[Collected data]
PR #3289, opened 2022-01-17
Add LFS support

### LINKED ISSUE #1433: Support git-lfs files in the lib directory

westito:
Fixes #1433 - Support git-lfs files in the lib directory 

LFS files need to be fetched when mirror git repository

### DIFF
--- a/lib/src/source/git.dart
+++ b/lib/src/source/git.dart
@@ -489,6 +489,7 @@ class BoundGitSource extends CachedSource {
     assert(!_updatedRepos.contains(path));
     try {
       await _clone(ref.description['url'], path, mirror: true);
+      await _fetchLfs(path);
     } catch (_) {
       await _deleteGitRepoIfInvalid(path);
       rethrow;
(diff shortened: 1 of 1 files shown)


sigurdm:
Thanks for taking time to contribute.

We already have a pr doing this: https://github.com/dart-lang/pub/pull/2782 . Closing this in favor of that.

Issue #3257, opened 2021-12-14
pub upgrade --major-versions <pkg> should only do as little upgrading as possible to other packages.


sigurdm:
Probably it is enough to change `UpgradeType.upgrade` to `UpgradeType.get` when we only have a single package.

REQUIREMENT |
Reproduce all of the entries above verbatim.

SOLVED PROBLEM |
PR #3289, opened 2022-01-17
Add LFS support

### LINKED ISSUE #1433: Support git-lfs files in the lib directory

westito:
Fixes #1433 - Support git-lfs files in the lib directory 

LFS files need to be fetched when mirror git repository

### DIFF
--- a/lib/src/source/git.dart
+++ b/lib/src/source/git.dart
@@ -489,6 +489,7 @@ class BoundGitSource extends CachedSource {
     assert(!_updatedRepos.contains(path));
     try {
       await _clone(ref.description['url'], path, mirror: true);
+      await _fetchLfs(path);
     } catch (_) {
       await _deleteGitRepoIfInvalid(path);
       rethrow;
(diff shortened: 1 of 1 files shown)


sigurdm:
Thanks for taking time to contribute.

We already have a pr doing this: https://github.com/dart-lang/pub/pull/2782 . Closing this in favor of that.

Issue #3257, opened 2021-12-14
pub upgrade --major-versions <pkg> should only do as little upgrading as possible to other packages.


sigurdm:
Probably it is enough to change `UpgradeType.upgrade` to `UpgradeType.get` when we only have a single package.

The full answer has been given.